Anomaly taxonomy
“Anomaly” is not one thing. anomalyx classifies every finding into one of seven classes, so you reason about the kind of deviation, not just that “something is off.” Nine detectors implement the taxonomy today.
| Class | What it catches | Detector(s) |
|---|---|---|
point | a single value far from its column’s distribution | point.modz |
distributional | the distribution shifted vs. a baseline | dist.ks, dist.psi, dist.chi2 |
structural | schema / type / null-rate / cardinality violations | struct.schema |
multivariate | a row that breaks the joint structure across columns | mv.mahalanobis |
contextual | a value anomalous only in context (seasonal) | ctx.seasonal |
collective | a subsequence that is jointly anomalous (level shift) | coll.cusum |
cadence | timing too regular to be organic (automation) | cad.regularity |
Every detector is deterministic — no RNG, no wall-clock — which is what lets anomalyx meet its byte-reproducibility guarantee. Where an off-the-shelf method would fight that (an isolation forest’s RNG, for instance), anomalyx uses a deterministic equivalent.
point — point.modz
Per-column univariate outliers via the Iglewicz–Hoaglin modified z-score,
M = 0.6745·(x − median)/MAD. MAD (median absolute deviation) is robust: a few
wild values don’t inflate the spread and mask each other. Falls back to mean/σ
when MAD collapses; a truly constant column flags nothing.

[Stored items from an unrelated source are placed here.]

PR #436, opened 2023-04-24
add accept header

### LINKED ISSUE #375: `Accept` header is not set
My API returns either XML or JSON based on the Accept header. It defaults to XML and since this library doesn't set the `Accept` header for requests all my requests fail because it can't parse the XML.

ahl:
Fixes #375 

Note that we don't add the header for responses that are raw or upgrade.

### DIFF
--- a/progenitor-impl/src/method.rs
+++ b/progenitor-impl/src/method.rs
@@ -999,16 +999,37 @@ impl Generator {
                         }
                     }
                     OperationResponseType::Upgrade => {
-                        if response.status_code == OperationResponseStatus::Default {
-                            return quote! { } // catch-all handled below
+                        if response.status_code
+                            == OperationResponseStatus::Default
+                        {
+                            return quote! {}; // catch-all handled below
                         } else {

Emits a cell handle.
distributional — dist.ks / dist.psi / dist.chi2
Compare the current corpus against a --baseline:
dist.ks— two-sample Kolmogorov–Smirnov on numeric columns (shape/location shift), with an asymptotic p-value.dist.psi— Population Stability Index over baseline-quantile bins (how much mass moved); the binned cousin of KL divergence.dist.chi2— chi-square over category frequencies for categorical columns; also surfaces brand-new categories.
Without a baseline these report honest absence. Emit dist handles.
structural — struct.schema
Shape, not values. Single-corpus: columns with conflicting cell types (Mixed)
and columns whose null fraction exceeds a threshold. With a --baseline: a
schema diff — columns added, dropped, or whose inferred type changed. Emits
col handles.
multivariate — mv.mahalanobis
A row can be unremarkable on every axis yet a glaring joint outlier — e.g.
it breaks the correlation the rest of the data obeys. The Mahalanobis
distance measures distance from the centroid in units that account for each
feature’s spread and the covariance between features. Squared distance ~ χ²(d),
so a principled per-row p-value falls out. Own deterministic Cholesky solve, no
RNG. Emits a row handle.
contextual — ctx.seasonal
A daytime traffic level at 3am; a weekday volume on a Sunday. Given a period
--period N, each point is scored only against its own phase (row mod N) — its
seasonal peers — using the same robust modified z-score. Seasonality is never
guessed: without a period it reports honest absence.
collective — coll.cusum
A sustained shift in level is the canonical collective anomaly. CUSUM finds the
change point that maximizes the cumulative deviation from the mean; when the
standardized two-segment shift is large, the post-change segment is flagged as a
range handle.
cadence — cad.regularity
The inverse of every other detector: timing too regular to be organic — the
metronomic signature of automation. On a column named by --cadence COL, the
inter-arrival intervals’ coefficient of variation (CV = σ/μ) near zero is the
tell. Opt-in, because which column means “time” is never guessed.